It was around 2014 that I started to notice tracts warning about the dangers of populism from organisations with a close affiliation to New Labour. Over the decade since, little has changed: injected with the rocket fuel that was Brexit and Trump, it remains uncanny how many of those denouncing “populism” here in the UK have close links to Tony Blair. As for Blair himself, his new Institute for Global Change has a whole work-stream dedicated to confronting Populism, with one of its papers reflecting on “Populism in Power, 1990 to 2020”. Yet among its examples of populism of the period, there is a glaring omission: that led by Blair himself.

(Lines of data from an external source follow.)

PR #958, opened 2026-05-29
rays reshape fix

AlisherBlack:
The eval3d pixel rasterizer (rasterize_to_pixels_eval3d_extra) expects per-ray input flattened as (..., C, H*W, 6): it derives P = rays.shape[-2] and its assert_shape wants rank (num_batch_dims + 3). The public API above takes (and asserts) the image-shaped (..., C, H, W, 6), so flatten the H, W dims here. Row-major flattening matches the kernel's pixel index (row * W + col) and the image-shaped output, so no reshape is needed on the returned colors/alphas.

https://github.com/nerfstudio-project/gsplat/issues/967

### DIFF
--- a/gsplat/rendering.py
+++ b/gsplat/rendering.py
@@ -1108,6 +1108,15 @@ def rasterization(
         }
     )
 
+    # The eval3d pixel rasterizer (rasterize_to_pixels_eval3d_extra) expects per-ray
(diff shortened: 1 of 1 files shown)


AlisherBlack:
@rodlima78, @vince-brisebois, could you plz review?

PR #1028, opened 2026-07-15
Fix cudaEventCreate build error in Utils.cpp merge_streams

adelpit:
## Problem

`merge_streams()` in `gsplat/cuda/csrc/Utils.cpp` (added in #1019  / commit 4561ac47) calls `cudaEventCreate` with two arguments:

```cpp
C10_CUDA_CHECK(cudaEventCreate(&events[device_id], cudaEventDisableTiming));
```

The C runtime function `cudaEventCreate` takes a single argument. The two-argument form is a C++ convenience overload declared in `cuda_runtime.h`, which is not in scope here: `Utils.cpp` is compiled by the host C++ compiler and only pulls in `cuda_runtime_api.h` (directly and via the c10 CUDA headers). In environments where `cuda_runtime.h` isn't otherwise dragged in, the build fails:

```
gsplat/cuda/csrc/Utils.cpp:39:39: error: too many arguments to function 'cudaError_t cudaEventCreate(CUevent_st**)'
```

(Observed building with pip from source on CUDA 12.9 / torch 2.x / gcc, Ubuntu 22.04. The same pattern works in `.cu` files because nvcc auto-includes `cuda_runtime.h`.)

## Fix

Use `cudaEventCreateWithFlags`, the C API function intended for passing `cudaEventDisableTiming`. No behavior change.

🤖 Generated with [Claude Code](https://claude.com/claude-code)

### DIFF
--- a/gsplat/cuda/csrc/Utils.cpp
+++ b/gsplat/cuda/csrc/Utils.cpp
@@ -36,12 +36,12 @@ void merge_streams()
     {
         C10_CUDA_CHECK(cudaSetDevice(device_id));
         auto stream = c10::cuda::getCurrentCUDAStream(device_id);
-        C10_CUDA_CHECK(cudaEventCreate(&events[device_id], cudaEventDisableTiming));
+        C10_CUDA_CHECK(cudaEventCreateWithFlags(&events[device_id], cudaEventDisableTiming));
         C10_CUDA_CHECK(cudaEventRecord(events[device_id], stream));
     }
 
     C10_CUDA_CHECK(cudaSetDevice(merge_device_id));
-    C10_CUDA_CHECK(cudaEventCreate(&merge_event, cudaEventDisableTiming));
+    C10_CUDA_CHECK(cudaEventCreateWithFlags(&merge_event, cudaEventDisableTiming));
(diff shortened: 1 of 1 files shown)


Arison591:
Tested this fix on a real Blackwell consumer GPU.

Environment:

- NVIDIA GeForce RTX 5090 (compute capability 12.0), driver 580.76.05
- CUDA toolkit 12.8.93
- PyTorch 2.7.0+cu128, Python 3.12

On current `main`, I reproduced the reported host compilation error in `Utils.cpp`:

```text
error: too many arguments to function ‘cudaError_t cudaEventCreate(CUevent_st**)’
```

After applying this PR's two `cudaEventCreateWithFlags` substitutions, I ran:

```bash
PATH=/usr/local/cuda/bin:$PATH \
MAX_JOBS=4 \
TORCH_CUDA_ARCH_LIST=12.0 \
python -m pytest tests/test_strategy.py -q -s
```

The JIT extension compiled and linked with `-gencode=arch=compute_120,code=sm_120`, loaded successfully, and all 5 tests passed. This included CUDA rasterization forward/backward and both strategy paths. The patch fixes the SM120 source build without changing runtime behavior.

PR #1032, opened 2026-07-22
Add weighted-median LiDAR return rendering

whao22:
## Summary
- add an opt-in `lidar_return_mode="median"` for LiDAR Eval3D hit-distance rendering
- select the hit distance whose cumulative opacity crosses 0.5, avoiding expected-distance interpolation across depth discontinuities
- constrain median returns to inference-only MixedBatch rendering and preserve existing expected-return behavior by default
- add Python validation/regression coverage and update native Eval3D call sites

## Testing
- `conda run -n gsplat2 env PYTEST_DISABLE_PLUGIN_AUTOLOAD=1 pytest -o addopts='' tests/test_basic.py::test_rasterization_validates_lidar_return_mode tests/test_basic.py::test_rasterization_lidar_median_selects_threshold_crossing_hit -q` (3 passed)
- `conda run -n gsplat2 env PYTEST_DISABLE_PLUGIN_AUTOLOAD=1 pytest -o addopts='' tests/test_cpp.py -q` (124 passed)

### DIFF
--- a/gsplat/__init__.py
+++ b/gsplat/__init__.py
@@ -62,6 +62,7 @@ from .cuda._wrapper import (
 from .exporter import export_splats
 from .optimizers import SelectiveAdam
 from .rendering import (
+    LidarReturnMode,
     RasterizeMode,
     RendererConfig,
     RendererConfig_MixedBatch,
@@ -111,6 +112,7 @@ __all__ = [
     "CameraModel",
     "ExternalDistortionModelMeta",
     "ExternalDistortionModelParameters",
+    "LidarReturnMode",
     "RasterizeMode",
     "RendererConfig",
     "RendererConfig_MixedBatch",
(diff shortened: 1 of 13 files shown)


whao22:
### Motivation

This PR is intended to address the radial/scattered point artifacts that can appear around depth discontinuities when rendering LiDAR with the expected hit-distance mode (`Ed`). The expected return averages the hit distances of all contributing Gaussians along a ray. Near object boundaries such as wall corners, foreground and background Gaussians can overlap in screen space, producing non-physical intermediate distances that appear as rays extending outward from the edges.

The following screenshots show representative artifacts from the expected-distance output (the second image highlights one affected region in red):

Radial edge artifacts in expected LiDAR rendering

Highlighted radial edge artifacts in expected LiDAR rendering

The new weighted-median return selects the hit distance at which cumulative opacity first crosses 0.5 instead of averaging distances across separated surfaces. This avoids generating intermediate returns between foreground and background geometry and better matches LiDAR first-return behavior. The existing expected mode remains the default for backward compatibility.

PR #5292, opened 2020-10-20
fix(pubsub): handle errors on first Read()

### LINKED ISSUE #5267: Error detection is broken for streaming pulls
Consider a request to a non-existent subscription and/or with invalid permissions.

Setting up the stream (the initial `Start()` call) would succeed.

The `Write()` call would succeed, because *sending* the `Write()` request would be successful.

The initial `Read()` call is the first opportunity the service has to signal an error, and it does.

The code triggers a reconnect loop on `Read()` errors, because it wants to resume that it considers a "successfully connected" stream.  This is incorrect, we should only consider the stream as successfully connected after at least one `Read()` succeeds.

coryan:
For a streaming pull, the service may not be able to report some errors,
e.g, whether the caller has the right permissions, or whether the
subscription exists, until the first `Read()`. This change modifies the
startup sequence to include the first read. Inlining all of this in a
single lambda seemed too ugly, so we unroll into several callbacks.

Fixes #5267

---
This change is [Reviewable](https://reviewable.io/reviews/googleapis/google-cloud-cpp/5292)

### DIFF
--- a/google/cloud/pubsub/internal/streaming_subscription_batch_source.cc
+++ b/google/cloud/pubsub/internal/streaming_subscription_batch_source.cc
@@ -13,7 +13,6 @@
 // limitations under the License.
 
 #include "google/cloud/pubsub/internal/streaming_subscription_batch_source.h"
-#include "google/cloud/internal/async_retry_loop.h"
 #include "google/cloud/log.h"
 #include <ostream>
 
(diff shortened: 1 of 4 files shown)


google/cloud/pubsub/internal/streaming_subscription_batch_source.cc
```diff
@@ -72,55 +70,42 @@ void StreamingSubscriptionBatchSource::ExtendLeases(
...
+    std::shared_ptr<pubsub::BackoffPolicy> backoff_policy) {
+  GCP_LOG(DEBUG) << __func__ << "()";
+  // Starting a stream is a 4 step process.
+  // 1. Create a new SubscriberStub::AsyncPullStream object.
+  // 2. Call Start() on it, which is asynchronous, which might fail, but rarely
+  //    does
+  // 3. Call Write() on it, which is also asynchronous and almost always
+  //    succeeds, could fail if the endpoint is invalid
+  // 4. Call Read() on it, which is also asynchronous, and it is the first
+  //    change to get errors such as kPermissionDenied, or kNotFound.
```
devbww, line 84: s/change/chance/

devbww (approved):

google/cloud/pubsub/internal/streaming_subscription_batch_source.cc
coryan: Thanks, fixed.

In 1993, the political consultant Philip Gould wrote a paper for internal Labour Party consumption advocating a “new populism”, based on the time he had just had working on the successful Democratic Party campaign for Bill Clinton. In his later book, The Unfinished Revolution (a bible for New Labourites), Gould said his memo went down “like a lead balloon” with the party machine. However, it proved influential with the young modernisers rising through the ranks, including Blair, Gordon Brown and Peter Mandelson. Gould went on to work on Blair’s leadership campaign the following year and then served as a pollster and trusted communications adviser in opposition and government. He died of cancer in 2011.
The day after Blair was selected as leader, Gould wrote another of his lengthy memos, its message eerily prescient as Starmer sets out his pitch to the Labour Party faithful today:
“I argued that the real political agenda was a combination of Right and Left. It was Right-wing on crime, welfare, immigration, discipline, tax and individualism, but Left-wing on the NHS, investment, social integration, opposition to privatisation and unemployment. People wanted change, but they didn’t yet want Labour… There is still a lurking fear about unions and the loony Left; there is potential concern about Labour because of its liberal social positions; there is anxiety about tax; there is almost no idea what Labour stands for.”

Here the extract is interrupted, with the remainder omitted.